== Excerpted data ==

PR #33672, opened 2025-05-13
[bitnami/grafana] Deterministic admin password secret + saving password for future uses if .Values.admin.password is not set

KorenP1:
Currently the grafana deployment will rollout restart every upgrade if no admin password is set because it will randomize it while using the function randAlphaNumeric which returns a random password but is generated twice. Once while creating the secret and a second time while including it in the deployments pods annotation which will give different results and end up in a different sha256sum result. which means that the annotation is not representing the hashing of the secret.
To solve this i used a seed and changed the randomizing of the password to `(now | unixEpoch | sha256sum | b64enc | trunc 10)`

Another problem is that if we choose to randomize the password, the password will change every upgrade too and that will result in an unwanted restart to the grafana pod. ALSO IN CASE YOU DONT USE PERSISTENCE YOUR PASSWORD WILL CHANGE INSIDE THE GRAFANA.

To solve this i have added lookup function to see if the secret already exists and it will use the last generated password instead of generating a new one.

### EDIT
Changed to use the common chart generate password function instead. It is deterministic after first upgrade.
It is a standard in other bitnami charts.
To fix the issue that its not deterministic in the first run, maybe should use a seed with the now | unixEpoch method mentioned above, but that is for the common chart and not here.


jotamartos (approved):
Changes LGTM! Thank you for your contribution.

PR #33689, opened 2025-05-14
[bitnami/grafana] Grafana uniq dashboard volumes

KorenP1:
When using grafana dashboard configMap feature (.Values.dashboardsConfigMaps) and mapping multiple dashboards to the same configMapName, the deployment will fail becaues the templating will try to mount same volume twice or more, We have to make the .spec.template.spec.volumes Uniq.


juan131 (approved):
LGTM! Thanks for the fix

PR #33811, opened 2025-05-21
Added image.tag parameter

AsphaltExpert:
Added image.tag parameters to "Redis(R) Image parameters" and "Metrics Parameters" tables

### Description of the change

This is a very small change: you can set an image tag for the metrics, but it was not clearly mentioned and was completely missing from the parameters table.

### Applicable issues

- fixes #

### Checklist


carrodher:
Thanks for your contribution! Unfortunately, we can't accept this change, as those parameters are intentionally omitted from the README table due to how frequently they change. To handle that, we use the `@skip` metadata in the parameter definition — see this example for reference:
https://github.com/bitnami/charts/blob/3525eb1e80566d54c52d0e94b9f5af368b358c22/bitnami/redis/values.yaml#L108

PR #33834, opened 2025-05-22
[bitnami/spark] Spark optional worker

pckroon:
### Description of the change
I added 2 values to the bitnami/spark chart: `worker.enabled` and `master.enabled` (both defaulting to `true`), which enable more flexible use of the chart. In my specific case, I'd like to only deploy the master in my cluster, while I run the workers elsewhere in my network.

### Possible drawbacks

===
== Excerpted data ==

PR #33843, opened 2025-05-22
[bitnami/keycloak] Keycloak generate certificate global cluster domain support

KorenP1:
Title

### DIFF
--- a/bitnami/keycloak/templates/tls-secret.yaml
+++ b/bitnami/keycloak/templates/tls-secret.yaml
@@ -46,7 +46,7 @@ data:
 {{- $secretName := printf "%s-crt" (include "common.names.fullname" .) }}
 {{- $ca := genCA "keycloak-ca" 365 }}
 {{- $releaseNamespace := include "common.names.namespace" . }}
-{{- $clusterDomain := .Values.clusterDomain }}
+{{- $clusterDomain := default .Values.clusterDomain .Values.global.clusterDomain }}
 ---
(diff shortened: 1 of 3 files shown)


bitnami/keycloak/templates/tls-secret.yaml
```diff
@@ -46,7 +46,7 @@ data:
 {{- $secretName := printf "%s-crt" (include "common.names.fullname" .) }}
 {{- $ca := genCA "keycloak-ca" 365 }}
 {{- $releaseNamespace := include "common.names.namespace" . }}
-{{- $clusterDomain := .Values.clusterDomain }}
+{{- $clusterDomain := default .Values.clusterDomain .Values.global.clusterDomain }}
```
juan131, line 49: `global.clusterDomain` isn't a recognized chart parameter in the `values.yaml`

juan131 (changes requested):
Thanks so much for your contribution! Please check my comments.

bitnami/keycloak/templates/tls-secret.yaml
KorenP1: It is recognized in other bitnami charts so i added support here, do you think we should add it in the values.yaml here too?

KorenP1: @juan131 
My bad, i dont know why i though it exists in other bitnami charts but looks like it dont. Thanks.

===

# Required work
Tally the lines in the entries above that hold the word "approved". Reply with nothing but that count.

# Exercise answer
2